BEGIN Available data

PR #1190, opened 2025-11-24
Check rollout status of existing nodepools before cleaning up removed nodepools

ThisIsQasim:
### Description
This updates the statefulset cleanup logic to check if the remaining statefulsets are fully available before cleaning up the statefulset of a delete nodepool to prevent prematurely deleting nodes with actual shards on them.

END Available data

To do: When a line contains the string "cleaning", copy it from the records.

Reply:
Check rollout status of existing nodepools before cleaning up removed nodepools
This updates the statefulset cleanup logic to check if the remaining statefulsets are fully available before cleaning up the statefulset of a delete nodepool to prevent prematurely deleting nodes with actual shards on them.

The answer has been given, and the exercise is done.